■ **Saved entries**
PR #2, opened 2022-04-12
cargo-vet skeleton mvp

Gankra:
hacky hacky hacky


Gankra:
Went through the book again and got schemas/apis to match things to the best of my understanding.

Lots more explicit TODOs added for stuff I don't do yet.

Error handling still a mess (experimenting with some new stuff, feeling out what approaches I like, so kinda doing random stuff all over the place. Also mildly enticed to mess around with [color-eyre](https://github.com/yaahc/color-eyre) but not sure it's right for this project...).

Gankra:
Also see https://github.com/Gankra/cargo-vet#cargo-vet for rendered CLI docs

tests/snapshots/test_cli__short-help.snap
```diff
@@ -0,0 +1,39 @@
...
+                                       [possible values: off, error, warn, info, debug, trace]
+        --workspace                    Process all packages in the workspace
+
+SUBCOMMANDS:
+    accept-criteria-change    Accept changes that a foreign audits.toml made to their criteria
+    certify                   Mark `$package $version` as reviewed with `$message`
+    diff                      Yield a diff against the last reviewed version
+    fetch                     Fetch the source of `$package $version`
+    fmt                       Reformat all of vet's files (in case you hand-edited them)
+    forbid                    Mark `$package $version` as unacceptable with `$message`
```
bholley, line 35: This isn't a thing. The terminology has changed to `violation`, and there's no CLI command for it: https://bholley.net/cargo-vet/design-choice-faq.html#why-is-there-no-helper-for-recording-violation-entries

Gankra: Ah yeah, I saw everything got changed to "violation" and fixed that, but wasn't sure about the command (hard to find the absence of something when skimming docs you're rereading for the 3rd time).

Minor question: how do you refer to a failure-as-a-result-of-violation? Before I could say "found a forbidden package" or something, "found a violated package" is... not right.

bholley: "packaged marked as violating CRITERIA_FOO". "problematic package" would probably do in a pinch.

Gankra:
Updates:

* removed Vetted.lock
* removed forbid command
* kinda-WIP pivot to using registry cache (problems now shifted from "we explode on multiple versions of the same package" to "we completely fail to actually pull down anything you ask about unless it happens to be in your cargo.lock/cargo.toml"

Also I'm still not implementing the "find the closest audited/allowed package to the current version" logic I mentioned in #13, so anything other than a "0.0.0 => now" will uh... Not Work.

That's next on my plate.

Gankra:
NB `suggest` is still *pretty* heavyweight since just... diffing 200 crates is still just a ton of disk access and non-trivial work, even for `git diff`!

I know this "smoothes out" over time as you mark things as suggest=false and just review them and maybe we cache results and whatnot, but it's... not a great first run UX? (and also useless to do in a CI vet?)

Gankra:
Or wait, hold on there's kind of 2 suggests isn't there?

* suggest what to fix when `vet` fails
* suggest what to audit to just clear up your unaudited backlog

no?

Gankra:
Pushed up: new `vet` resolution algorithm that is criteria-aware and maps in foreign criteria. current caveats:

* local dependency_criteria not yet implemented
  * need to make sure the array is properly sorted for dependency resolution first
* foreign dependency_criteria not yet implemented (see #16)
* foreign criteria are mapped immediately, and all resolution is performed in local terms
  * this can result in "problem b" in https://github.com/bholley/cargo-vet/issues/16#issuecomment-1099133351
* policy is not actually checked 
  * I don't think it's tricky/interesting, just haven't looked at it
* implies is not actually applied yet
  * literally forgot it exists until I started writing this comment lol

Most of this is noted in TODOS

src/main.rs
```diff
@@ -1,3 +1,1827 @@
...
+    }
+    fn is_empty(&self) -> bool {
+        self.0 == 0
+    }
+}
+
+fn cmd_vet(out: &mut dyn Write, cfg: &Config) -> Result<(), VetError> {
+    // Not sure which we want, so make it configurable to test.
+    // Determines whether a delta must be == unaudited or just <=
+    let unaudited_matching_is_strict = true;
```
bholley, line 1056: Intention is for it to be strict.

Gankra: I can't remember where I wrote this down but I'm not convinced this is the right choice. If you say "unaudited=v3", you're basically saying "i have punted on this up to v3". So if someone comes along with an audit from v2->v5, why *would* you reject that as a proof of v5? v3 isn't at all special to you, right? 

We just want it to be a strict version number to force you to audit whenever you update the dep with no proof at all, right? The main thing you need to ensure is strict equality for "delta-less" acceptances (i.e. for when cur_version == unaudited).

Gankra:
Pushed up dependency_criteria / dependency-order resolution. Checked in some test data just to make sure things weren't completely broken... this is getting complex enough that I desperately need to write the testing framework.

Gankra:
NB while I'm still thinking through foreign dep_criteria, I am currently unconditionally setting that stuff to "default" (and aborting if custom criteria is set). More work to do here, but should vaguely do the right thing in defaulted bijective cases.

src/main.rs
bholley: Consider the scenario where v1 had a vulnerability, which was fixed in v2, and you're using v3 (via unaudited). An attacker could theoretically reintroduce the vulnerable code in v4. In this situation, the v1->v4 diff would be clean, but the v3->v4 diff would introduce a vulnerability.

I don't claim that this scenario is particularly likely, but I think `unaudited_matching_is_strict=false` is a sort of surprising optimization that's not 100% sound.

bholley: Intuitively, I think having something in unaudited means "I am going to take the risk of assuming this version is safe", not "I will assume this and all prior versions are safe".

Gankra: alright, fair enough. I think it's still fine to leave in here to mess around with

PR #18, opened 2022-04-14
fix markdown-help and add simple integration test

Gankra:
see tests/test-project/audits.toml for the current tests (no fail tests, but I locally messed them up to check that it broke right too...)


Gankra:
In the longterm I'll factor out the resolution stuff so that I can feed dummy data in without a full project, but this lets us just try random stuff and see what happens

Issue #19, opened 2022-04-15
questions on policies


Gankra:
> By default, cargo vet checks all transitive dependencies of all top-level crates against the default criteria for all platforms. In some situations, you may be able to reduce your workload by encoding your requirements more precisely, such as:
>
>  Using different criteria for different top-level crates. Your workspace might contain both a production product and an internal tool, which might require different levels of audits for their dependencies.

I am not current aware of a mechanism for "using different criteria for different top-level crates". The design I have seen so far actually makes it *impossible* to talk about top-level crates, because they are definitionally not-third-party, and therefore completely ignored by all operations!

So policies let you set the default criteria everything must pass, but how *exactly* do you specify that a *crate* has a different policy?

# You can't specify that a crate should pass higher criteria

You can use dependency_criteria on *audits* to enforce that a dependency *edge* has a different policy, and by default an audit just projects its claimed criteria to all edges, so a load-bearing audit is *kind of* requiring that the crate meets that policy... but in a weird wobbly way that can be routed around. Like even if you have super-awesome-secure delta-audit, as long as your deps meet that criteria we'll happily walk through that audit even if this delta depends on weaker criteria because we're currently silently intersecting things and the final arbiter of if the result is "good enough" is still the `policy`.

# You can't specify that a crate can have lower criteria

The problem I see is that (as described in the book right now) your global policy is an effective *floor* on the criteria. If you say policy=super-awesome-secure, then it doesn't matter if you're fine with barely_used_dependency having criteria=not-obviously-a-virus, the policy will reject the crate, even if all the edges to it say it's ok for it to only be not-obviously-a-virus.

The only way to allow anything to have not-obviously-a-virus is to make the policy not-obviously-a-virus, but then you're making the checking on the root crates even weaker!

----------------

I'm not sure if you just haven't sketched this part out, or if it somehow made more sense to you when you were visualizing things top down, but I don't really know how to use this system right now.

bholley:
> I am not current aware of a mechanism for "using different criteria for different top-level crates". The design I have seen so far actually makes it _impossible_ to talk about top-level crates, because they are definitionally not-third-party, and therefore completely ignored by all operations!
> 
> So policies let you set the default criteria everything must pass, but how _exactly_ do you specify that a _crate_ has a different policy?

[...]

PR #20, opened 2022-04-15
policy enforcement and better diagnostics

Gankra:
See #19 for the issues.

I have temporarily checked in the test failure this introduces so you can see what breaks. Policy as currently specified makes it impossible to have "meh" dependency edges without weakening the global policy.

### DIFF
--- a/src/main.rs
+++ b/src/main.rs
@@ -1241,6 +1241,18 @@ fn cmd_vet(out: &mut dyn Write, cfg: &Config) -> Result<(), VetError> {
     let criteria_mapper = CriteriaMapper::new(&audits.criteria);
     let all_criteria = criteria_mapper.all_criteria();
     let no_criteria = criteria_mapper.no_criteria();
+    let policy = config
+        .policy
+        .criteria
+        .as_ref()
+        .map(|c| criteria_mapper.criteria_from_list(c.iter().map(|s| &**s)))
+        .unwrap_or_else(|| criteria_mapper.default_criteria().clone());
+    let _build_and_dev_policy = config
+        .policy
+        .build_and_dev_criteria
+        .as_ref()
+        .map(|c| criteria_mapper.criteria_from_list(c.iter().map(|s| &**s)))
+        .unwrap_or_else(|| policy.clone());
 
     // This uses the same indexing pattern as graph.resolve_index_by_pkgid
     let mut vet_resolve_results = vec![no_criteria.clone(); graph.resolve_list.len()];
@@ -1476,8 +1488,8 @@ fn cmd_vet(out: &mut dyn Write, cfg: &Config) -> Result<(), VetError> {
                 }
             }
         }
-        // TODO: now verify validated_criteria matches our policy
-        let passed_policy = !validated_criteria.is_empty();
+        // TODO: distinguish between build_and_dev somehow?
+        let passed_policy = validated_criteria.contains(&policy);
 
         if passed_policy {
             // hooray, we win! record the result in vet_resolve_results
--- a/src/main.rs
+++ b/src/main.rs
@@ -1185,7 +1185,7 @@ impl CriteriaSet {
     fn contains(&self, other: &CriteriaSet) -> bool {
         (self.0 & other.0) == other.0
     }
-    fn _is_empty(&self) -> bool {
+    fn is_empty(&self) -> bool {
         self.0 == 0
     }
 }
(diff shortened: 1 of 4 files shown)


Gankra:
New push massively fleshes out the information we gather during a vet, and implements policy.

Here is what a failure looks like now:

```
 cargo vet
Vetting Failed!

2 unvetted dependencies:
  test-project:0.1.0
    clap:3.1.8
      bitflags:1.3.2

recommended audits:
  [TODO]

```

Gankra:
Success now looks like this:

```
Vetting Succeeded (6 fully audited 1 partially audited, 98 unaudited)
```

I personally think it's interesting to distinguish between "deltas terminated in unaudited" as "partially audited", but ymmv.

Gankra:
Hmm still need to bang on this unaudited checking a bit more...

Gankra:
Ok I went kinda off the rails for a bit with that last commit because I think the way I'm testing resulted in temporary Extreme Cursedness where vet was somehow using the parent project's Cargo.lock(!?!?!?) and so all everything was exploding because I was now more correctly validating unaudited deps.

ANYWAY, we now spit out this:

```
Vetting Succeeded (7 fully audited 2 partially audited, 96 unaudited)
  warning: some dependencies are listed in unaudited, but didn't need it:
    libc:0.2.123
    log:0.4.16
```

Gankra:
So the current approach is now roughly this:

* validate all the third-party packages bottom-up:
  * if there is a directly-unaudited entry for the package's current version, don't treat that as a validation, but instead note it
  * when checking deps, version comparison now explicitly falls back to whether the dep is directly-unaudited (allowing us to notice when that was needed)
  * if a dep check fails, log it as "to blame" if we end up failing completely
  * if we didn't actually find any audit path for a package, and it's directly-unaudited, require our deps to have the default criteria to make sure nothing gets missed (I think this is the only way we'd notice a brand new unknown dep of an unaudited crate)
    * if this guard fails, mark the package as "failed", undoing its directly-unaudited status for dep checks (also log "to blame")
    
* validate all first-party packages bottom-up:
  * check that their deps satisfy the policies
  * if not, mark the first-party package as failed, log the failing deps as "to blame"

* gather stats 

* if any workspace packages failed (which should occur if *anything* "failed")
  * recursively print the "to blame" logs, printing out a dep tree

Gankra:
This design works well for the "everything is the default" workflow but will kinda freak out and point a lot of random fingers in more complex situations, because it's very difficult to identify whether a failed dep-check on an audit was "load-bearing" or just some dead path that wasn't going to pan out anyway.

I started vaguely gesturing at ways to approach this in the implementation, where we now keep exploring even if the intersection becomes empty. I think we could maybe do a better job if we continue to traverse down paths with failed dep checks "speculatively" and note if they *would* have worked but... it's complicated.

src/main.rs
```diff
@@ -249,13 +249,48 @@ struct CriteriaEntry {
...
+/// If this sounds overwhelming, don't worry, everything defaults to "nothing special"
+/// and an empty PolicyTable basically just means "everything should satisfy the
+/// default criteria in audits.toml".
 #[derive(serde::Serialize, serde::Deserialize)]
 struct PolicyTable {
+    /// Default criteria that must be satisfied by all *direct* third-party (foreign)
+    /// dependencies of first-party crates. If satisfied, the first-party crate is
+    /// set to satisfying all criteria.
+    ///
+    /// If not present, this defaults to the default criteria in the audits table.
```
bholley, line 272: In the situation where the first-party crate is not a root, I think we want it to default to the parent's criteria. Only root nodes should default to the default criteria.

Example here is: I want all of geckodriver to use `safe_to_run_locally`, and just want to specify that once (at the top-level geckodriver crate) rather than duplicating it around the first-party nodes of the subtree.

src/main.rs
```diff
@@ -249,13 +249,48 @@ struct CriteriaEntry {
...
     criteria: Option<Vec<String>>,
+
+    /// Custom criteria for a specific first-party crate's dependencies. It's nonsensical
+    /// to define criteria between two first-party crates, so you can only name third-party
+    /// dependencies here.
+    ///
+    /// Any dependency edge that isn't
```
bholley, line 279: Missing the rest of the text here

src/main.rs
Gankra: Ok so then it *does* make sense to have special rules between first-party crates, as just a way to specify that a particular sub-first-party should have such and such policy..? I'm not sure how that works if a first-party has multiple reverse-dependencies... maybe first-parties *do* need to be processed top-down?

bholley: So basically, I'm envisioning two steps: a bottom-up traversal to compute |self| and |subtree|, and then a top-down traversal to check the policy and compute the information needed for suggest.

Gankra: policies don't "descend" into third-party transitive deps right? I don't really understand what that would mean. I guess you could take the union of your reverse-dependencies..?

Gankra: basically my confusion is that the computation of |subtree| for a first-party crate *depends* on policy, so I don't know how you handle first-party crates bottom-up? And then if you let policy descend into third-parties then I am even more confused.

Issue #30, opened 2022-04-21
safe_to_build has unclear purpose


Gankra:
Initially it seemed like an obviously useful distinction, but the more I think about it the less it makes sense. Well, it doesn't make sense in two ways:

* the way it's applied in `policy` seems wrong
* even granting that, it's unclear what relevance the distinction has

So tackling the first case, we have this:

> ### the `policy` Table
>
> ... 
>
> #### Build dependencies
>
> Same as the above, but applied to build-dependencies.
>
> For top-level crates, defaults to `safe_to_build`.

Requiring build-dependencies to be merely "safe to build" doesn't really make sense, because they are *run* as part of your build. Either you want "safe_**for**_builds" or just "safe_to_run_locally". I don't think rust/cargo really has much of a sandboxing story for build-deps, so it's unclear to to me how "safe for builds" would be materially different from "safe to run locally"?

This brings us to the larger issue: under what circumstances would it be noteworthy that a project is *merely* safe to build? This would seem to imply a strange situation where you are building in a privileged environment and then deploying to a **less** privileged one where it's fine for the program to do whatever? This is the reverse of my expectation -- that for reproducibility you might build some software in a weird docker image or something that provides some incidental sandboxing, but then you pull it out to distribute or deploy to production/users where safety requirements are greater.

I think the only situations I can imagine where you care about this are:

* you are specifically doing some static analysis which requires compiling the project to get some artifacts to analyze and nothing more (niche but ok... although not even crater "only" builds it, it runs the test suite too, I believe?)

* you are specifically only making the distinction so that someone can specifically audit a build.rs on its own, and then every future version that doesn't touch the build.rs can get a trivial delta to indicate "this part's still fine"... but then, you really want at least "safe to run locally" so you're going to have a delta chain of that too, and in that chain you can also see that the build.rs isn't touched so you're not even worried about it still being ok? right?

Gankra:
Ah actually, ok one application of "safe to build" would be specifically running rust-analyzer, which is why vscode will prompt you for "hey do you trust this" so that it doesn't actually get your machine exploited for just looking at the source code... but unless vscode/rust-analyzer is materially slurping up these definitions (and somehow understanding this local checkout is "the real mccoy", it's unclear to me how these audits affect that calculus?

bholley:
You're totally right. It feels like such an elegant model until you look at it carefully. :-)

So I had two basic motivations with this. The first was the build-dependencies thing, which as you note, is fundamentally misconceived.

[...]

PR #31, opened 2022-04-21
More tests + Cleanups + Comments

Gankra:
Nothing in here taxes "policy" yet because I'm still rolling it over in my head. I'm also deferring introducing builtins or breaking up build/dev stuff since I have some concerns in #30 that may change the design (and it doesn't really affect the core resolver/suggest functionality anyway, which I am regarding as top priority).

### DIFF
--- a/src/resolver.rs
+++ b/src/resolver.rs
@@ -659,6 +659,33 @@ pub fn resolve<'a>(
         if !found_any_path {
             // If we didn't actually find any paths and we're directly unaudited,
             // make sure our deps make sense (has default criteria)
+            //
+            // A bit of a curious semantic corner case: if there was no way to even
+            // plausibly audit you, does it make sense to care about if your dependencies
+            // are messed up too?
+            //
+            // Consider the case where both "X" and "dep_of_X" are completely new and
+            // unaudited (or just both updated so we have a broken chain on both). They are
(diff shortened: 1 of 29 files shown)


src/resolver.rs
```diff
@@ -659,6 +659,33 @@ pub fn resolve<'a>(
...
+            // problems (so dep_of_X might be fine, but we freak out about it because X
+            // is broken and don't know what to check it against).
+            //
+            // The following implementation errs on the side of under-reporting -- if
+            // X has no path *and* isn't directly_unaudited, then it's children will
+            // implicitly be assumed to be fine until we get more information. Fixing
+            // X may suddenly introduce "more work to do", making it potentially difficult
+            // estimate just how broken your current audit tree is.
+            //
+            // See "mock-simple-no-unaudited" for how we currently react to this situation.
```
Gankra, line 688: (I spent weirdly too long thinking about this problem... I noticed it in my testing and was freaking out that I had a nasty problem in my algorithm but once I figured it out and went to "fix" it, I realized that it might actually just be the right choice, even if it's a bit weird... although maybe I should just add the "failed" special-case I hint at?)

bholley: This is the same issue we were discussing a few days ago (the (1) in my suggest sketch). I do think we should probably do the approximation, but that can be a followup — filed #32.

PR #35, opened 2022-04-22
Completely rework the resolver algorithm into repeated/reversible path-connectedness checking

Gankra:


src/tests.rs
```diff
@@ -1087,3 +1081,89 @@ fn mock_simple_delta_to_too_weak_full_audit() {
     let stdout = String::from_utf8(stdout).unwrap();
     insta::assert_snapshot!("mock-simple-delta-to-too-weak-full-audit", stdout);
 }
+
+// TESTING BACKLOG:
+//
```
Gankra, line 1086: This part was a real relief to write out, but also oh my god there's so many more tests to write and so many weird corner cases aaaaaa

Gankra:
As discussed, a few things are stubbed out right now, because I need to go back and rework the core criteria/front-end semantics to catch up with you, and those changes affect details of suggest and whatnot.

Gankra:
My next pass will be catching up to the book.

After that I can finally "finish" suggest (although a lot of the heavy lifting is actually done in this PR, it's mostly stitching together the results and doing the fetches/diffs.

■ **Exercise prompt**
Using the data above, reproduce exactly the lines from the line that contains "Requiring build-dependencies to" through the line that contains "being ok? right?", including both.

■ **Response box**
Requiring build-dependencies to be merely "safe to build" doesn't really make sense, because they are *run* as part of your build. Either you want "safe_**for**_builds" or just "safe_to_run_locally". I don't think rust/cargo really has much of a sandboxing story for build-deps, so it's unclear to to me how "safe for builds" would be materially different from "safe to run locally"?

This brings us to the larger issue: under what circumstances would it be noteworthy that a project is *merely* safe to build? This would seem to imply a strange situation where you are building in a privileged environment and then deploying to a **less** privileged one where it's fine for the program to do whatever? This is the reverse of my expectation -- that for reproducibility you might build some software in a weird docker image or something that provides some incidental sandboxing, but then you pull it out to distribute or deploy to production/users where safety requirements are greater.

I think the only situations I can imagine where you care about this are:

* you are specifically doing some static analysis which requires compiling the project to get some artifacts to analyze and nothing more (niche but ok... although not even crater "only" builds it, it runs the test suite too, I believe?)

* you are specifically only making the distinction so that someone can specifically audit a build.rs on its own, and then every future version that doesn't touch the build.rs can get a trivial delta to indicate "this part's still fine"... but then, you really want at least "safe to run locally" so you're going to have a delta chain of that too, and in that chain you can also see that the build.rs isn't touched so you're not even worried about it still being ok? right?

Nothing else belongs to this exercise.